Equally important is to understand that it must be a connection.
“Aboutness” is a link, not a property
A common mistake many data teams currently make when figuring out semantics is to consider semantical information to be a part of the data object.
Many technology platforms allow you to add labels or descriptions to your data objects. This is what happens in those “BI Semantic Layer” technologies (like Looker or PowerBI), but increasingly it is also a feature of many data platforms (like BigQuery or Snowflake).
For a technically-oriented person, this might feel like an obvious solution: if we need to state that “A is about B”, why not just add this extra piece of information into A itself? Add a little free-text field that can be accessed when someone is reading the data from A, and hey presto - semantics!
This might be enough to document this particular data object in this particular solution. Humans or AI, when accessing the data object A, can see what it means, and everyone is happy!
That is, they are happy as long as this is the only data object you will ever have.
If you happen to have a data object C, which also happens to be about the semantic concept B, you of course need to have both of them labeled. Perhaps, if you only ever have these two data objects, this will be fine too: if something changes somewhere, you can update both labels accordingly. But perhaps A and C are created and maintained by different teams? Perhaps those teams don’t know about each other? Perhaps they don’t actually have a shared definition of the semantic concept B? Perhaps someone just typoed the free-text label? And, perhaps, there are not just two but eleven thousand data objects.
Think now of an AI agent (or better yet, a hapless human!) approaching your data landscape with the following thought: “I need to find information that tells me about B”. Yes, they will come at you with the semantic object in mind - after all, natural language is how we use GenAI!

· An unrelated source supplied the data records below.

PR #4399, opened 2026-07-27
SQL Query Dialog Simple-Mode Redesign - recovery-74519-0623

swaker854:
Summary

Redesigned simple-query-pane with a fixed left data-source rail and a single scrollable right pane covering Columns, Joins, Conditions, and SQL — replacing the previous multi-column Bootstrap grid layout.
Manual SQL edit mode: visual builder sections now hide when sqlEdited is true, the SQL textarea expands to fill the panel, the toggle button is renamed "Manual Edit" with a clearer Proceed/Cancel confirmation, and "Parse Now" is renamed "Validate SQL" with a success/error status badge using --inet-success/--inet-danger palette tokens.
Fixed a phantom second scrollbar in the slide-out panel by adding z-index: 1 to its :host so it renders above the worksheet canvas's GPU compositor layer, plus scroll fixes for the advanced-mode Fields and Conditions tabs.
Redesigned the VPM condition dialog: replaced the custom field-combo dropdown with custom-select, added an inline expression editor launched from a formula-editor dialog, and reflowed the condition builder/editor layout and button styling.
Follow-up fix: corrected flex-shrink/min-width constraints on the simple-mode nav outlet and tab panes so the layout no longer overflows or collapses at narrow widths, and scoped the .tab-content styling to .simple-query-nav-outlet so it doesn't bleed into other ngbNavOutlet usages elsewhere in the app.

Test plan

 Open a SQL query in simple mode; verify Columns/Joins/Conditions/SQL sections render and scroll correctly at both wide and narrow dialog widths
 Toggle Manual Edit on/off and confirm the SQL textarea fills the panel and the visual builder sections hide/reappear correctly
 Run Validate SQL against valid and invalid SQL and confirm the success/error badge displays correctly
 Open the VPM condition dialog and verify field selection, expression editing, and junction/list controls work as before
 Open a worksheet slide-out panel and confirm no phantom scrollbar appears over the canvas
 Confirm the advanced-mode Fields and Conditions tabs still scroll correctly


jshobe-inetsoft (changes requested):
## Code Review — SQL Query Dialog Simple-Mode Redesign (#4399)

Reviewed all 22 changed files (752+/445-) against `epic-74519`. The visual direction is a clear improvement, and the added `NgIf/NgSwitch*` imports in `vpm-condition-item-pane.component.ts` fix a genuinely missing set of imports. However, there are several blocking issues — one of them a permission-enforcement regression — plus a test that this change invalidates.

**Requesting changes** for the reasons listed at the bottom.

---

## Blocking

### 1. Free-form SQL permission gate removed (security regression)

`web/.../sql-query-dialog/simple-query-pane.component.html:138-158`

Before:

```html
@if (model.sqlEdited && freeFormSqlEnabled) {
  <textarea #sqlTextArea class="form-control h-100" [(ngModel)]="model.sqlString" ...>
}
```

After:

```html
@if (!model.sqlEdited) {
  <pre class="sqp-sql-pre">{{model.sqlString}}</pre>
  @if (freeFormSqlEnabled) { <button ...>_#(Manual Edit)</button> }
} @else {
  <textarea #sqlTextArea class="form-control sqp-sql-textarea"
    [(ngModel)]="model.sqlString" (ngModelChange)="textChanged()" ...>
  </textarea>
  ...<button (click)="getSqlParseResult()">_#(Validate SQL)</button>
}
```

The `@else` branch is now gated only on `model.sqlEdited`, not on `freeFormSqlEnabled`. `sqlEdited` is a persisted property of the model, so a query saved in manual-SQL mode by a privileged user and reopened by a user **without** `ResourceType.FREE_FORM_SQL` now renders a fully editable SQL textarea plus the Validate button, and edits are written straight back into `model.sqlString`.

That flag is a real permission, not a cosmetic one:

- `core/.../SQLQueryDialogController.java:111` and `QueryManagerService.java:439,823` — `securityEngine.checkPermission(principal, ResourceType.FREE_FORM_SQL, "*", ResourceAction.ACCESS)`
- The save path `SQLQueryDialogController.setModel()` (`@MessageMapping("/ws/dialog/sql-query-dialog-model")`) only re-checks `PHYSICAL_TABLE`, **not** `FREE_FORM_SQL`.

So the client-side gate is the only enforcement, and this PR removes it. Please restore it — e.g. render the textarea `readonly` (or fall back to `<pre>`) and hide "Validate SQL" when `!freeFormSqlEnabled`.

### 2. Existing test is invalidated and not updated

`web/.../sql-query-dialog/simple-query-pane.component.risk.tl.spec.ts:49-77` — *"should preserve table order when condition columns resolve out of order"*:

```ts
comp.columnCache = { Orders: first.asObservable(), Customers: second.asObservable() };
comp.editConditions();
second.next([makeColumnEntry("Customers", "name")]);
expect(comp.conditionFields.map(f => f.name)).toEqual(["Customers.name"]);   // ← now []
```

The new `forkJoin(cacheKeys.map(k => this.columnCache[k].pipe(take(1))))` (`simple-query-pane.component.ts:261`) only assigns `conditionFields` after **every** source has emitted, so the incremental assertion above fails, and the final `conditionDialogModel.fields` assertion (`["Customers.name", "Orders.id", "Orders.state"]`) no longer matches the new cache-key ordering either.

The rewrite itself is defensible — the old incremental-splice logic was hard to follow — but the spec that pins the old contract has to be rewritten in the same PR. Note that the green `build` check does **not** cover this: per `CLAUDE.md`, the portal testing-library suite (`npm run test:portal:tl`) is not yet wired to CI, so this will land silently broken.

### 3. `forkJoin` has no error handler — Conditions dialog can become unopenable

`simple-query-pane.component.ts:261-274`

```ts
forkJoin(cacheKeys.map(k => this.columnCache[k].pipe(take(1))))
   .subscribe((results: AssetEntry[][]) => { ... openDialog(); });
```

`columnCache[tableName]` holds cold HTTP observables (`controller.getTableColumns(entry)`, see lines 133 / 459). `forkJoin` errors as soon as **any** source errors, and there is no `error` callback — so a single failed `getTableColumns` request means `openDialog()` is never reached and clicking **Edit** does nothing at all, with no message to the user. Previously each subscription was independent, so a failure only cost that table's fields; the dialog still opened.

There is also no loading affordance: the dialog now opens only after all requests resolve, so on a slow connection the button appears dead for the duration.

Please add an `error` handler that surfaces the failure (or degrades to opening the dialog with whatever resolved), and consider a loading mask.

### 4. Empty-columns drop-zone styling can never apply (dead CSS)

`simple-query-pane.component.scss:210-214`

```scss
.sqp-columns-list--empty .sql-query-dialog-list__surface {
  min-height: 48px;
  border-style: dashed !important;
  background: transparent !important;
}
```

`.sqp-columns-list--empty` is on the `<sql-query-dialog-list>` host in *this* component's template, but `.sql-query-dialog-list__surface` lives in the **child** component's template (`sql-query-dialog-list.component.html:18`). `SqlQueryDialogListComponent` uses the default `ViewEncapsulation.Emulated`, so this rule compiles to `… .sql-query-dialog-list__surface[_ngcontent-<parent>]` and never matches. The dashed empty drop target — the whole point of the `--empty` class — will not render. (The two `!important`s suggest this was already being fought.) Needs `::ng-deep`, or the surface styling should move into the child component driven by an `@Input`.

### 5. New user-facing strings have no catalog entries

Only `Manual Edit` and `Validate SQL` were added to `srinter.properties`. These new strings have no key, so they will render untranslated in every non-English locale:

`DATA SOURCES`, `drag to add`, `selected`, `Drag a table or column from the left panel to add`, `+ New`, `Not all tables are joined - a cross join may result. Click + New to add join conditions.`, `No joins - add a second table, then link their keys.`, `Add columns before defining conditions`, `editable`, `auto-generated`, `No filters set`, `to add one.`, `Junction`.

### 6. Failing CI check

`claude-review` is failing (`Reached maximum number of turns (50)`, run 30275151942). It looks like an infrastructure/turn-limit failure rather than a code defect, but the check is red and the PR is `BLOCKED`, so it needs to go green (or be re-run) before merge.

---

## Non-blocking

**Correctness / behavior**

- **"Validate SQL" is a misleading rename.** The old markup carried `title="_#(designer.qb.parseToolTipDetails)"` and `[helpLink]="'userhelpVPMParse'"`; that catalog string reads *"SQL Parsing does not determine validity, but a non-parseable query may have other impacts."* The new UI drops both the tooltip and the help link while renaming the button to "Validate SQL", which now promises exactly the thing the removed disclaimer said it does not do. Either keep the disclaimer/help affordance or pick a name closer to what it does (e.g. "Parse SQL").
- **Cross-join heuristic has false negatives.** `@if (numTables > 1 && (model.joins?.length ?? 0) < numTables - 1)` — three tables with two joins between the *same* pair still leaves one table unjoined but suppresses the warning. Acceptable as a hint, but the server-side `common.sqlquery.cartesianJoin` check remains the real guard.
- **Empty controls row.** `.sqd-controls-row` in `sql-query-dialog.component.html:27` is now rendered unconditionally; when `subQuery && !tables` both children are absent and it contributes 12px of dead space (`padding: 0 0 12px`).
- `srinter.properties:2100` — `Validate\ SQL` was inserted after `Parse\ Now` instead of alphabetically (the `V` block is around line 3072, next to `Validate`).

**Regression risk from globally-scoped changes**

These are outside the SQL dialog and affect every consumer; the test plan only exercises one slide-out panel:

- `slide-out.component.scss` — `:host { z-index: 1 }` creates a stacking context around **every** slide-out, so descendants can no longer paint above positioned siblings outside it; `.content-div { overflow: hidden }` clips content in every slide-out-hosted property dialog that previously overflowed. Worth spot-checking a representative set of composer property dialogs.
- `tree.component.scss` — `align-items: center` applies to every tree row in the portal.
- `database-query.component.html:103` — adding `class="query-nav-outlet"` activates ~50 lines of previously-inert CSS in `database-query.component.scss:79-126` (including `padding: 16px` on tab panes and `height: 100%` on all direct children of the active pane). That is a real layout change to the advanced Database Query editor, not just a scroll fix, and it isn't mentioned in the summary.
- `sql-query-dialog.component.scss` — removing `min-height: 500px` from `.modal-body` means that in a plain (non-slide-out) modal the dialog now sizes from `min-height: 350px` floors instead of 500px. Probably fine, just worth confirming visually in both hosts.

**Accessibility**

- Hover-to-scroll (`overflow: hidden` with `&:hover { overflow: auto }`) is used in `.sqp-tree-area` and now also in `.sql-query-dialog-list__surface`. Overflowing content is unreachable by keyboard and on touch devices, and the appearing/disappearing scrollbar causes layout shift on hover. The pattern predates this PR, but it's being spread to a new element here.
- `_#(No filters set) &mdash; click <span>_#(Edit)</span> _#(to add one.)` splits one sentence into three catalog fragments; word order will be wrong in many locales. Prefer a single parameterized string.
- The new expression `<input class="form-control">` in `vpm-condition-editor.component.html:43` has no label, `aria-label`, or placeholder.

**Maintainability / cleanliness**

- `simple-query-pane.component.scss:64,66` — `.sqp-edit-body` declares `min-height: 0` and then `min-height: 350px`; the first is dead.
- `simple-query-pane.component.html:41-128` — a ~90-line `@if (!model.sqlEdited) {` block whose body is not indented, closed with `} <!-- end @if (!model.sqlEdited) -->`. The comment is a symptom; please indent the body or extract the three sections into an `<ng-container>`/child template.
- `vpm-field-editor.component.ts` — `get fieldOptions()` maps `this.fields` into a fresh array on every change-detection tick, so `[options]` changes identity constantly. Compute it in `ngOnChanges` alongside the existing `fields` handling instead.
- `simple-query-pane.component.scss:292` — `font-family: "JetBrains Mono", "Courier New", monospace` is hardcoded and JetBrains Mono isn't bundled; the sibling change in `vpm-condition-editor.component.scss` correctly uses `var(--bs-font-monospace, …)`. Please be consistent.
- The new SCSS mixes design tokens (`--inet-space-*`, `--inet-control-height-md`) with hardcoded pixels (`11px`, `12px`, `14px`, `240px`, `26px`, `10px`). Prefer tokens where they exist.
- `sql-query-dialog.component.scss` — `.modal-footer { background: var(--inet-toolbar-bg-color) }` restyles the footer for this one dialog, which will look inconsistent next to every other modal.
- **Scope.** The VPM condition dialog redesign, the global slide-out/tree fixes, and the SQL dialog redesign are three independent changes in one PR. Splitting them would make the global CSS changes far easier to review and to revert if they regress something.

---

## Summary

Requesting changes for:

1. Blocking issues in the review above — most importantly the `freeFormSqlEnabled` permission gate being dropped for the manual SQL textarea (#1), the invalidated `simple-query-pane.component.risk.tl.spec.ts` test that isn't updated (#2), the unhandled `forkJoin` error path that can leave the Conditions dialog unopenable (#3), the dead empty-drop-zone CSS (#4), and the missing localization keys (#5).
2. A failing check on the PR: `claude-review` (`Reached maximum number of turns (50)`).

No merge conflicts — the branch is mergeable against `epic-74519`.

swaker854:
Recovery-74519-0623 Summary

This PR primary goal is to recover issuses created by Angular update. Instead of just fixing, some fixing is replacing by redesign which is actually easier. Rredesigns the SQL Query dialog's simple mode and the VPM condition dialog, then resolves everything raised in code review across four commits (`3080031f3`, `e3ab64526`, `493437b58`, `17e7a18f9`) — security, error handling, CSS bugs from view-encapsulation mismatches, accessibility, and general cleanup.

### Simple-mode redesign (`3080031f3`, `e3ab64526`)
- Rebuilt `simple-query-pane` with a fixed left data-source rail and a single scrollable right pane (Columns, Joins, Conditions, SQL)
- Manual-edit mode: visual builder hidden while editing raw SQL, textarea fills the panel, clearer confirm dialog, SQL parse status badge
- Fixed a phantom double-scrollbar over the worksheet canvas and advanced-mode Fields/Conditions tab scrolling
- Fixed flex-shrink/min-width so simple mode doesn't overflow or collapse at narrow widths
- Included the VPM condition dialog redesign and recovery of prior-session work

### Code review fixes (`493437b58`)
- **Security**: restored the `FREE_FORM_SQL` permission gate — without it, a user lacking that permission could edit and submit raw SQL after reopening a query someone else saved in manual-SQL mode
- **Error handling**: a single failed table lookup in `editConditions()` no longer permanently blocks the Conditions dialog from opening; added a loading indicator
- **CSS correctness**: found and fixed several rules that silently never applied due to Angular view-encapsulation boundaries (the empty-columns drop zone, the Advanced Query editor's `.query-nav-outlet` rules) — moved styling to an `@Input`-driven approach in one case since this build pipeline doesn't transform bare `::ng-deep`
- **Accessibility**: replaced hover-only scrolling (unreachable by keyboard/touch) with always-on scrolling plus focusable targets; merged a sentence that was split across 3 catalog fragments into one translatable string; labeled an unlabeled expression input
- **Maintainability**: removed dead CSS, a hardcoded/unbundled font-family, inconsistent design-token usage, and a footer style override inconsistent with every other dialog; cut `vpm-field-editor`'s per-tick recomputation down to only-on-change
- **New guidance**: a Grouping-tab hint surfacing an existing (previously silent) server-side validity check, and an empty-state hint on the Links tab's join graph
- **Bug fix**: Advanced Query's Preview tab rendered zero rows — a stale JS-measured inline height was overriding a working CSS fallback, and the dialog was missing a `min-height` floor that Simple mode has (needed because `.modal-content` auto-sizes outside slide-out contexts)

### Final review nits (`17e7a18f9`)
- Applied the same keyboard/touch-accessible scroll fix to the left-rail data-source tree (`.sqp-tree-area`), which used the same hover-to-scroll pattern as an earlier fix elsewhere in the same file
- Removed an orphaned catalog key left over after consolidating a fragmented sentence into one string

### Known non-blocking item
This PR still bundles three logically separate concerns — the SQL dialog redesign, the VPM condition dialog rework, and CSS fixes to shared components (`slide-out.component.scss`, `tree.component.scss`) that affect every consumer of those components, not just this dialog. Flagged during review as worth keeping in mind if any of these need independent reverts later; not a blocker given the fixes already applied.

jshobe-inetsoft (approved):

How many different labels will there be? How many of those labels will refer to the semantic concept B, even if they actually are about B? How many of those labels will refer to the semantic concept B, even if they actually aren’t about B?
Managing semantics based on object-level free-text labels is simply not feasible beyond single-solution scope3. At best, the result is a million little semantic siloes. At worst, it’s an incomprehensible mess that just makes everything worse. The only scalable (and “AI-ready”) option is to consider the data objects and semantic objects separately, and to build mappings between them:
When the data objects and the semantic objects are 1. separated and 2. connected, there is much less to maintain. Whatever the definition of B is, it’s defined just once. This makes the Knowledge Plane infinitely reusable.
In my earlier article on Semantic Architecture, I mentioned that the separation between these two planes - Data and Knowledge - is a must. You should also read Juan Sequeda’s excellent recent LinkedIn posts on this separation and the mappings4 between the planes. .
Without the separation, we’re stuck in a labeling hell inside the Data Plane. Without the mappings, the Knowledge Plane is pointless.
Semantic Linking is data integration (in a way!)
If we have built our Knowledge Layer smartly so that it contains not just terms and definitions but also relationships between terms, and our Semantic Linking is done correctly, another interesting benefit appears.
Consider now that our simple structure has two other objects: data object D, and another semantic object E. D is about E, but we also have an extra piece of information: the two semantic objects are related to each other.
Now, of course in a really smartly built Knowledge Plane, we would have also properly named the relation between B and E - the relation itself would carry some semantical meaning, like “Customer may cancel an Order”5. But for the purposes of our generic example, just knowing that the two semantic concepts are related is enough.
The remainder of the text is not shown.